Healthy Aging

Riverside Convalescents household plan shaping up

July 08, 2015

By Diana McFarland, News editor, Smithfield Times

Riverside Convalescent Center and Magnolia Manor in Smithfield are undergoing a transformation in nursing home care.

It's called the "household" model, and allows residents more choice and autonomy than the traditional style of care, said Mary Martha Stewart, director of culture change and clearpath with Riverside.

The two facilities, which are still open, are undergoing a $7 million renovation that will add a north and south wing to the existing Magnolia Manor building. Eventually, the existing convalescent center building will be torn down.

The new facility will include 34 private rooms for long and short-term care, as well as 12 additional assisted living units —or "households, along with the existing memory unit.

Construction is expected to be completed this fall, said Ruth Deibler, project manager for Riverside Health System.

The units, now called "households" are for private pay residents, as well as those on Medicare or insurance. As reported in The Smithfield Times last year, Medicaid patients in Riverside Convalescent Center are being placed in other facilities as the Smithfield center no longer accepts those patients.

The facility isn't expected to experience a fee change related to the renovation, said Stacey Knox, executive administrator of the Riverside Smithfield campus.

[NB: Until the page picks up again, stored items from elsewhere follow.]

PR #275, opened 2020-12-06
Update fetch-configlet with latest version from repo

Stargator:
Including latest Powershell version as well as updating the shell script version.

Issue #171, opened 2019-03-29
Create dart-analyzer


jvarness:
https://github.com/exercism/automated-mentoring-support/tree/master/docs

This is legit. We should do this for Leap to start out with.

Stargator:
I recommend integrating the dartanalyzer into this as well. That would provide some basic Dart feedback and then the analyzer would just need to be tailored to provide feedback for each exercise.

I just don't have the time to focus efforts on that.

jvarness:
That's a good idea @Stargator!

Stargator:
@exercism/dart While this is not necessary for v3 of Exercism, it would be useful for mentors like me.

AlexeyBukin:
@Stargator (sorry, I cannot mention the team), I want you to check if this issue is really `high-priority`. In that case I am ready to help!
But as a newcomer to exercism/dart I will need a _bit of_ guidance.

Stargator:
@AlexeyBukin It is a high priority, but I just won't have the time to provide guidance unless @devkabiir is available.

PR #276, opened 2020-12-08
Pin CI to latest stable Dart `2.10` & prepare for NNBD

### LINKED ISSUE #270: Update GitHub Action: Build/test against latest stable version of Dart and dev version
Given the transition to GitHub Actions, it would be a good idea to run the build and tests against the latest dev version of Dart as well as the latest stable version.

That helps us track any breaking changes that may be coming. For example, null safety is coming in 2.12 and 2.10 is currently released.

Liklainy:
* Added `matrix` with `latest` and `dev` tags
* Disabled `fail-fast` for now

Closes #270

### DIFF
--- a/.github/workflows/test.yml
+++ b/.github/workflows/test.yml
@@ -6,8 +6,12 @@ jobs:
   test:
     runs-on: ubuntu-latest
 
+    strategy:
+      matrix:
+        tag: [latest, dev]
+
     container:
-      image:  google/dart:latest
+      image:  google/dart:${{ matrix.tag }}
 
     steps:
     - uses: actions/checkout@v2
--- a/.github/workflows/test.yml
+++ b/.github/workflows/test.yml
@@ -5,11 +5,14 @@ on: [push, pull_request]
 jobs:
   test:
     runs-on: ubuntu-latest
-
+    continue-on-error: ${{ matrix.experimental }}
     strategy:
-      fail-fast: false
       matrix:
-        tag: [latest, dev]
+        tag: ['2.10', latest]
+        experimental: [false]
+        include:
+          - tag: dev
+            experimental: true
 
     container:
       image:  google/dart:${{ matrix.tag }}
@@ -17,11 +20,16 @@ jobs:
     steps:
     - uses: actions/checkout@v2
 
+    - name: Upgrade dependencies
+      if: ${{ matrix.experimental }}
+      run: dart pub upgrade
+
     - name: Install dependencies
-      run: pub get
+      if: ${{ !matrix.experimental }}
+      run: dart pub get
 
     - name: Check Stage formatting
-      run: pub run bin/check_formatting.dart
+      run: dart run bin/check_formatting.dart
 
     - name: Run tests
-      run: pub run test
+      run: dart test
--- a/.github/workflows/test.yml
+++ b/.github/workflows/test.yml
@@ -20,12 +20,7 @@ jobs:
     steps:
     - uses: actions/checkout@v2
 
-    - name: Upgrade dependencies
-      if: ${{ matrix.experimental }}
-      run: dart pub upgrade
-
     - name: Install dependencies
-      if: ${{ !matrix.experimental }}
       run: dart pub get
 
     - name: Check Stage formatting
--- a/.github/workflows/test.yml
+++ b/.github/workflows/test.yml
@@ -5,14 +5,10 @@ on: [push, pull_request]
 jobs:
   test:
     runs-on: ubuntu-latest
-    continue-on-error: ${{ matrix.experimental }}
     strategy:
+      fail-fast: false
       matrix:
-        tag: ['2.10', latest]
-        experimental: [false]
-        include:
-          - tag: dev
-            experimental: true
+        tag: ['2.10']
 
     container:
       image:  google/dart:${{ matrix.tag }}
--- a/.github/workflows/test.yml
+++ b/.github/workflows/test.yml
@@ -7,6 +7,7 @@ jobs:
     runs-on: ubuntu-latest
 
     strategy:
+      fail-fast: false
       matrix:
         tag: [latest, dev]
 


.github/workflows/test.yml
```diff
@@ -6,8 +6,13 @@ jobs:
   test:
     runs-on: ubuntu-latest
 
+    strategy:
+      fail-fast: false
```
devkabiir, line 10: Please explain the reason for this flag. What are the effects of this flag and why is this necessary.

Currently the `Check Stage Formatting` is exiting with code `2` but the stage itself shows as passing `✔`. Could it be caused by this?

Does setting `fail-fast: false` deceptively show all failing stages as passing?

.github/workflows/test.yml
```diff
@@ -6,8 +6,13 @@ jobs:
...
+      matrix:
+        tag: [latest, dev]
```
devkabiir, line 12: Current stable of `2.10` is probably the last version without NNDB. I think we should have it pinned as well as `latest` &  `dev` tags. What do you think?

Ping @exercism/dart.

devkabiir (changes requested):

.github/workflows/test.yml
Liklainy: `fail-fast` description from [docs](https://docs.github.com/en/free-pro-team@latest/actions/reference/workflow-syntax-for-github-actions#jobsjob_idstrategyfail-fast):
> When set to true, GitHub cancels all in-progress jobs if any matrix job fails. Default: true

Without it the `latest` job will be cancelled and not fully executed, because `dev` job failes
It can be seen in my fork [actions](https://github.com/Liklainy/dart/actions/runs/407909961) before I added `fail-fast: false`

Liklainy: Part of `Check Stage Formatting` failed with code `2` in previous [actions](https://github.com/exercism/dart/runs/1498335845) too

Exit code of `fetchConfiglet` is swallowed [inside ](https://github.com/exercism/dart/blob/master/bin/check_formatting.dart#L8) `check_formatting` and job doesn't fail
The error in fetching script probably should be fixed in #275

.github/workflows/test.yml
Liklainy: Not sure why there is a need to pin `2.10` even if it is the last version without NNDB
Pinning versions in CI will lead to inability to use new features in code in the future, there will be a need to pin next version and so on

Stargator:
@Liklainy I just updated the fetch_configlet to hopefully address the exit code issue. Please update your master branch and then issue-270 onto master. Let's see if that fixes that

.github/workflows/test.yml
Stargator: @devkabiir I'm fine either way you want to do it. As long as we would know our code works pre-NNDB, then I'm fine not pinning it.

But I also see the benefit of ensuring we are backwards compatible with pre-NNDB code (for the exercise code).

I believe NNDB is slated for version 2.12. So if we pin 2.10, then it will definitely have to be updated to 2.11 once 2.11 comes out.

Or we could wait until 2.12 is released and then go back and pin 2.11.

Any way you want to do it is good to me.

Stargator:
@Liklainy Can you update the Install dependencies step to use `pub upgrade` only when building for dev?

.github/workflows/test.yml
devkabiir: I can somewhat confidently say that the current code is compatible with `2.10`.
I don't know if `2.11` will be a real release (probably with breaking changes) or skipped over.
I know for certain `2.12` will cause issue in current code, dependencies, exercises, and solutions(example and submitted ones).

Refactoring will certainly be required for `2.12`. By convention, you don't refactor without enough tests to back you up. 
A pinned `2.10` will serve as a basic test case as well as a working state which also allows reverting to this commit via git as quickly as possible should the need arise.

We can also choose to include `// @dart=2.9` at the beginning of dart files to _opt-out_ of NNBD.  Although that's just delaying the inevitable refactoring.

NNBD will cause a lot of errors in non-migrated code for exercises, solutions, and this repo & it's not released yet. NNBD is also marked as a breaking change.  We aren't even running `dart analyze`  and don't have any preference over `analysis_options.yaml` for submitted solutions so we may have more issues in our code than we can anticipate. People solving exercises 6 months from now will most certainly be using post-NNBD dart, which might require us to include a few NNBD-specific lint rules. We also have #171, although I think it would be best to work on that post-NNBD

It's true that pinning versions prevents using new features, but it also prevents bugs to sneak-in as well as PRs that don't make changes to dart code from suddenly being broken (because the `latest` tag now points to `2.12` instead of `2.10`).

So my ideal scenario would be
 - Pin pre-NNBD stable release (currently `2.10`)
 - Pin post-NNBD stable release (not available yet)
 - Pin `latest` (once the latest tab points to `2.12`)
 - Pin `dev` (doesn't matter if this fails in CI)

I honestly think this is better suited as a separate discussion. For the purposes of this PR, I'd prefer `2.10` be pinned.
If it's possible to pin to something like `^2.10.0` then that has precedence. Since it's less likely to be containing a breaking change.

devkabiir:
Since dart `2.10` we have the new unified dart tool, so instead if using `pub upgrade` we should be using `dart pub upgrade`
See: https://medium.com/dartlang/announcing-dart-2-10-350823952bd5

Liklainy:
* Added `2.10` tag
* Changed CI to use `dart` tool
* Changed `fail-fast: false` to `continue-on-error` only for `dev` tag
So now only if `dev` job failed, workflow will continued and will be shown as [successfull](https://github.com/exercism/dart/actions/runs/421261939)
But it's not like that in every place, for example in commit it shows ❌, there is an issue actions/toolkit#399 which asks `allow-failure` implementation or fixing `continue-on-error` to behave like `allow-failure`

@Stargator, `dev` with `upgrade` is successfully [passed](https://github.com/exercism/dart/actions/runs/421223126)
I'm not sure that `upgrade` should be in CI, with it we wouldn't see the need to upgrade packages for `dev`
Removed `upgrade` in next commit to test `continue-on-error`, will add it back if it's needed

Should I squash commits?

Stargator:
@Liklainy and @devkabiir I ran `dart pub outdated --mode=null-safety and got the following result.

This was after upgrading the `test` and `yaml` packages to their null safe versions.

Screen Shot 2020-12-15 at 7 21 01 AM

Given this result and that I had to manually change the sdk version constraint to `sdk: '>=2.12.0-0 <3.0.0'` just to properly use the dev version makes me believe there's **no way** we can resolve errors with Dart dev until more packages migrate.

Additionally, I had to set the versioning for the `test` and `yaml` packages above their latest versions in order to upgrade to their null safe versions.

```yaml
  test: '>=1.15.8 <2.0.0'
  yaml: '>=2.3.0 <4.0.0'
```

So for the sake of a stable CI process, for now, I recommend dropping `dev`. That way we won't always have something failing. @devkabiir what do you think?

devkabiir:
> So for the sake of a stable CI process, for now, I recommend dropping `dev`. That way we won't always have something failing. @devkabiir what do you think?

I agree.



> For me, that means we keep the matrix setup and can even keep the 2.10 and latest tags if @devkabiir wants. So we at least have it setup to add dev when we can.

Keep the matrix setup with only `2.10` tag since the `latest` is redundant at this point and as evident by https://groups.google.com/a/dartlang.org/g/misc/c/GMHD6LOLJ1I/m/2hPXC5muAwAJ,
There won't be a Dart `2.11` so when `2.12` comes we will have to do migration. Keeping the matrix setup with only `2.10` allows for stable CI as well as prepares for next CI update.

devkabiir:
@Liklainy  I appreciate your patience and continued efforts towards this PR very much. 🚀

Liklainy:
Current changes in this PR:
* Only `2.10` tag
  * `dev` and `latest` dropped
* `matrix` setup with `fail-fast` disabled for future tags
  * `matrix` for fast adding next tags when everyhing is ready
  * `fail-fast` to allow all tags to run without cancelling in the middle when another one is failed, to see clearly when anything is working in one version and failing in another
* Using `dart` tool in CI

Stargator (approved):

devkabiir (approved):
Thank you for your contribution :rocket:.

PS: Thanks for the ping.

One feature of the new "household" model, which is currently in practice at Riverside's Heron Cove at Sanders in Gloucester, is that patients will have more control of day-to-day decisions, such as when they wake up, take their medication and when they have meals, if desired, Stewart said.

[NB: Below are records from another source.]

PR #297, opened 2021-02-17
🤖 Add file patterns to config.json

ErikSchierboom:
**⚠ This PR requires you to make a simple change before merging. ⚠**

---

To save maintainers from having to manually specify the `files` key in their exercises' `.meta/config.json` files, we are providing support for track-level patterns. See [this PR](https://github.com/exercism/docs/pull/58) for details.

This PR adds (**purposefully wrong**) file patterns to the `config.json` file. It is up to you, the track maintainers, to change these patterns to their correct value.

You can use the following placeholders:
- `%{kebab_slug}`: the `kebab-case` exercise slug (e.g. `bit-manipulation`)
- `%{snake_slug}`: the `snake_case` exercise slug (e.g. `bit_manipulation`)
- `%{camel_slug}`: the `camelCase` exercise slug (e.g. `bitManipulation`)
- `%{pascal_slug}`: the `PascalCase` exercise slug (e.g. `BitManipulation`)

With the traditional model, patients are awakened and fed at the same time, despite personal preferences, Stewart said.

The new "household" concept "gives residents the feeling of home," she said, adding that residents can even have their favorite flavor of ice cream or salad dressing kept on hand in the "household" style kitchen.

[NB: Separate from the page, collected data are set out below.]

PR #786, opened 2023-04-06
fix: show previous portfolios for enrollment

BillClinton:
Currently the Portfolio Manage sidebar does not show any levels below the lowest level with a portfolio.  This means users cannot enroll in those levels.  This fix will change the behavior of the application, showing all levels, and enabling enrollment in those levels.

One note: a computed property "visibleLevels" exists in the AdvancedPortfolioSidebar component.  This property returns an array of the levels with portfolios.  Now that we are showing all levels in the sidebar, this property is no longer used in this component, but it is passed down to and used in subcomponents:

- LevelPanel: used to determine if a portfolio can be deleted - only topmost portfolios can be deleted.
- SkillDemoCard: used to determine whether levels are valid targets for drag-and-drop operations.

While the function of this property is the same, technically since we are now showing all levels, it might be better named levelsWithPortfolios or enrolledLevels something similar.  @themightychris  Let me know if you think a change like this would be warranted.

### DIFF
--- a/static-webapps/slate-portfolio-manager/src/views/AdvancedPortfolioManager/AdvancedPortfolioSidebar/AdvancedPortfolioSidebar.vue
+++ b/static-webapps/slate-portfolio-manager/src/views/AdvancedPortfolioManager/AdvancedPortfolioSidebar/AdvancedPortfolioSidebar.vue
@@ -139,7 +139,6 @@ export default {
       }));
     },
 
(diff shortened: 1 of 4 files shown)


themightychris (changes requested):
@BillClinton I think your suggestion makes a lot of sense, let's go ahead and do that to keep the code as understandable as possible

themightychris (approved):
LGTM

Staff will be crosstrained in multiple areas to better facilitate more individualized schedules and regrouped into teams that will serve a smaller group of people. "Homemakers" will be employed to do the cooking and cleaning in the kitchen, although residents will have the opportunity to engage in cooking activities while supported by staff.

"This model is all about relationships," Stewart said.

In addition to the new "household" kitchen, the new facility will include two new courtyards, increased walking areas and a screened-in porch and spa on the north wing. The facility will have a communal living area on the north and south wings and staff will be encouraged to eat with residents.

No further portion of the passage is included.